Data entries
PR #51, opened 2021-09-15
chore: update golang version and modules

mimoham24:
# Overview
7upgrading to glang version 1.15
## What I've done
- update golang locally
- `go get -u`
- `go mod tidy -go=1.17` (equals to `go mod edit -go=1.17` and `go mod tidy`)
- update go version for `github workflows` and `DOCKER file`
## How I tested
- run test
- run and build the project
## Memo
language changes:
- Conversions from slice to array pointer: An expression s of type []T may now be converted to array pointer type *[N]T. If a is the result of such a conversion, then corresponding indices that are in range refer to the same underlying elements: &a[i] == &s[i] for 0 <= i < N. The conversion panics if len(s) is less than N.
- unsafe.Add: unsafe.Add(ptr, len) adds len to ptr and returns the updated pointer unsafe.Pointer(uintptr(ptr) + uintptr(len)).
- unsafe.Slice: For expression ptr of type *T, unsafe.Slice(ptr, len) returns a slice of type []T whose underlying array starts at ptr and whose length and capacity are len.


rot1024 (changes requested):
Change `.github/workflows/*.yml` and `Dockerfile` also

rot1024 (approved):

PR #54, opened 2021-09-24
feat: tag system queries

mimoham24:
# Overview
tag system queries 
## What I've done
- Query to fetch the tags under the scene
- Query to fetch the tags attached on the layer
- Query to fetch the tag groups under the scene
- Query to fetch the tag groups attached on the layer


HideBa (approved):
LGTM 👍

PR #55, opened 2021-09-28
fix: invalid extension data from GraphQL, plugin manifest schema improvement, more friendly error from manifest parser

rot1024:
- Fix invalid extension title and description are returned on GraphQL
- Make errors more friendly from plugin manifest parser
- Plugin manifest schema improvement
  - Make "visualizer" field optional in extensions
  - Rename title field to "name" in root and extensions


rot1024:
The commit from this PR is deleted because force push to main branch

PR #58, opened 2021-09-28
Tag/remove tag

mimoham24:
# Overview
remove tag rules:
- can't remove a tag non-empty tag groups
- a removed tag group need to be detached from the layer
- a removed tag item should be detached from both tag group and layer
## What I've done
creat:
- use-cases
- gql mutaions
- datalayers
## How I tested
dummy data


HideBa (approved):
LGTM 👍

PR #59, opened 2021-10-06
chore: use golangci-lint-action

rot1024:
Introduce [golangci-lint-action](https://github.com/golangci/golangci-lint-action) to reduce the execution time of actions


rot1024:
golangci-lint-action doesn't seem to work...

==

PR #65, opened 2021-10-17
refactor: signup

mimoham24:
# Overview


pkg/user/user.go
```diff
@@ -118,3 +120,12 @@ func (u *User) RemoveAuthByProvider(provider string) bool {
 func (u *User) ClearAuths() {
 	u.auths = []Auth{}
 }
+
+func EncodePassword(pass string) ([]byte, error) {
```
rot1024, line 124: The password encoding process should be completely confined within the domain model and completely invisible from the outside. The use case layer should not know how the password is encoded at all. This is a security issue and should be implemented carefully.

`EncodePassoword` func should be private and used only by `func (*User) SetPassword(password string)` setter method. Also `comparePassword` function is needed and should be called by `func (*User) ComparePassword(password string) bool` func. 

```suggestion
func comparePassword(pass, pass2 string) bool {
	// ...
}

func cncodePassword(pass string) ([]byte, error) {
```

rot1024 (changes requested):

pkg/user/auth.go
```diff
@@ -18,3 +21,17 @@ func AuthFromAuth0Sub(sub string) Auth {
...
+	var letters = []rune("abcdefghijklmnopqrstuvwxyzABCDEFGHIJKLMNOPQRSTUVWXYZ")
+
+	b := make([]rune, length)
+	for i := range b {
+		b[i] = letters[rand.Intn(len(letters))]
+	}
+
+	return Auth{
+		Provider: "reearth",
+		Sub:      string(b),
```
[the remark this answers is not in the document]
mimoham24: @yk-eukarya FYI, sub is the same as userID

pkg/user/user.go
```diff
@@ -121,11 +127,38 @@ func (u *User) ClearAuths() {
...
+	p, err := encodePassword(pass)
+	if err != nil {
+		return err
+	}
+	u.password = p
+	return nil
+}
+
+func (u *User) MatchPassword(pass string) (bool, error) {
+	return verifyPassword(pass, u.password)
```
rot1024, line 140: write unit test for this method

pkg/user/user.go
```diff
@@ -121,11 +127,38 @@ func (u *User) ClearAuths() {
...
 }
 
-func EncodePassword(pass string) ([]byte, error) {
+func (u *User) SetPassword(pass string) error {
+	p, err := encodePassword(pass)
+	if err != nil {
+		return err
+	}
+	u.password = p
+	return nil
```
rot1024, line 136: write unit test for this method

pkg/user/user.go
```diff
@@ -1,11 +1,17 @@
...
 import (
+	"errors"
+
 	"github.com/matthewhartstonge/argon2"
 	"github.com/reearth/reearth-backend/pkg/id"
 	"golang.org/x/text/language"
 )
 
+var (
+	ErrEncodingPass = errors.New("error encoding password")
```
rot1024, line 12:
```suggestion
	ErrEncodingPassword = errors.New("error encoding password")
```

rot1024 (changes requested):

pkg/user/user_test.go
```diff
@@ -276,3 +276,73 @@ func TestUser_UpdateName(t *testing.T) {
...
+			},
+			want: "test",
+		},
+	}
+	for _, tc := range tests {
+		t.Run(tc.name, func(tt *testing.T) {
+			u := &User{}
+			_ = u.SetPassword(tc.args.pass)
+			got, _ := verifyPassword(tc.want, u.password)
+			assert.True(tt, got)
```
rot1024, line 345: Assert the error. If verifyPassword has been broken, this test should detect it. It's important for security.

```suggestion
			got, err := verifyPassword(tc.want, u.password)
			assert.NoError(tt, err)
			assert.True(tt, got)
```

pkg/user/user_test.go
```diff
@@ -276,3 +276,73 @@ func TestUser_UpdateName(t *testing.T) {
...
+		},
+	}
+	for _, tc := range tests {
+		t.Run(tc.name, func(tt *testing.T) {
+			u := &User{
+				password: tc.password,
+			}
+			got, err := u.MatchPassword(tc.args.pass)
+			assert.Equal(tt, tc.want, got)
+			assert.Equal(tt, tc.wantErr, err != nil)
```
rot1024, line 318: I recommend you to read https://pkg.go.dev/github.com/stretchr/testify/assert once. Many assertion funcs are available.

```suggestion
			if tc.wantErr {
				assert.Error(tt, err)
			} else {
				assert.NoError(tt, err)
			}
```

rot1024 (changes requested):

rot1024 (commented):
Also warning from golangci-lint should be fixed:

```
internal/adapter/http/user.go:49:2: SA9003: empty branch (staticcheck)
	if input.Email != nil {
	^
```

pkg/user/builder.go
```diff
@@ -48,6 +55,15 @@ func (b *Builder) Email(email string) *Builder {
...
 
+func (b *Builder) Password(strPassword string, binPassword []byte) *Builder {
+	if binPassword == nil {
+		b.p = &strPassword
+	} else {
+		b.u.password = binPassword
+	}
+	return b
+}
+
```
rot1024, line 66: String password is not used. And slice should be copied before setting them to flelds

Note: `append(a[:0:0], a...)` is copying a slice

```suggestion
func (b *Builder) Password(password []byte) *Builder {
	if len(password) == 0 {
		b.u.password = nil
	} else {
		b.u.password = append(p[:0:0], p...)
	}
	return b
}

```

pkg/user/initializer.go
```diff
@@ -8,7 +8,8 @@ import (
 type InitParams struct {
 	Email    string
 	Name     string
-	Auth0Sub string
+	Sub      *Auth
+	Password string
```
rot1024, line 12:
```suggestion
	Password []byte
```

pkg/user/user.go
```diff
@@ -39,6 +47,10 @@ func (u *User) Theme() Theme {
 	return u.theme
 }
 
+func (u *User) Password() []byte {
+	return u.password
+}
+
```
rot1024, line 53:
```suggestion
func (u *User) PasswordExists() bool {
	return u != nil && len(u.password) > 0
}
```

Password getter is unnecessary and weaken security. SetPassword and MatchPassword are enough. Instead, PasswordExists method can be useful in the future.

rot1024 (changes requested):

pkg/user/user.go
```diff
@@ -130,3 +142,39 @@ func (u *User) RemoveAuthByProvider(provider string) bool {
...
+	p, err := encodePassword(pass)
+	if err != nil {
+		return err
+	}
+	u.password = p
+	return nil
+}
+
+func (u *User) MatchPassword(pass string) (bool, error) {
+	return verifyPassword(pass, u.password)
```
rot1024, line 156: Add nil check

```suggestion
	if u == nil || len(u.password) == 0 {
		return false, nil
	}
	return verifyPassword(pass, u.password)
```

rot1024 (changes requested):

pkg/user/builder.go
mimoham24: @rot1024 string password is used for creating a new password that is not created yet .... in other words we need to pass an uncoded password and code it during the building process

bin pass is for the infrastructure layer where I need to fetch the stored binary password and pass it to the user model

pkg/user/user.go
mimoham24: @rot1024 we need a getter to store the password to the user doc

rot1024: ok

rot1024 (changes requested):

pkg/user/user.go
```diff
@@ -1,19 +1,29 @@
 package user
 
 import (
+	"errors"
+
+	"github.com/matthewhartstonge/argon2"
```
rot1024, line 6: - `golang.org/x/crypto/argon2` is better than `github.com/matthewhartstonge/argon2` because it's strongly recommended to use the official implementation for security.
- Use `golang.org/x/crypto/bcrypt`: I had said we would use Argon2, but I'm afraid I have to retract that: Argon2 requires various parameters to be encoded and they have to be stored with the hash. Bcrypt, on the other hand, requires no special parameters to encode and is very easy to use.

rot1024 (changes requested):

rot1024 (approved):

--

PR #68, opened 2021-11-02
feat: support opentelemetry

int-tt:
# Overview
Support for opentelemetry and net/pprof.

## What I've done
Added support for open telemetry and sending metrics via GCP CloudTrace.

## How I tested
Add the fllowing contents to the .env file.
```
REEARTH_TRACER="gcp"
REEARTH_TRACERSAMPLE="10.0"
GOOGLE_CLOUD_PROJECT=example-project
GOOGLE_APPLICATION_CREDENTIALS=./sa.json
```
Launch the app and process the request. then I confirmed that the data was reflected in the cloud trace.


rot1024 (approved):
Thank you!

(Exercise objective)
In the records above, find the line with "- Query to fetch the tags under the scene"; write out exactly that line and each one after it, stopping after the line with "golangci-lint-action doesn't seem to work...".

(The completed task)
- Query to fetch the tags under the scene
- Query to fetch the tags attached on the layer
- Query to fetch the tag groups under the scene
- Query to fetch the tag groups attached on the layer


HideBa (approved):
LGTM 👍

PR #55, opened 2021-09-28
fix: invalid extension data from GraphQL, plugin manifest schema improvement, more friendly error from manifest parser

rot1024:
- Fix invalid extension title and description are returned on GraphQL
- Make errors more friendly from plugin manifest parser
- Plugin manifest schema improvement
  - Make "visualizer" field optional in extensions
  - Rename title field to "name" in root and extensions


rot1024:
The commit from this PR is deleted because force push to main branch

PR #58, opened 2021-09-28
Tag/remove tag

mimoham24:
# Overview
remove tag rules:
- can't remove a tag non-empty tag groups
- a removed tag group need to be detached from the layer
- a removed tag item should be detached from both tag group and layer
## What I've done
creat:
- use-cases
- gql mutaions
- datalayers
## How I tested
dummy data


HideBa (approved):
LGTM 👍

PR #59, opened 2021-10-06
chore: use golangci-lint-action

rot1024:
Introduce [golangci-lint-action](https://github.com/golangci/golangci-lint-action) to reduce the execution time of actions


rot1024:
golangci-lint-action doesn't seem to work...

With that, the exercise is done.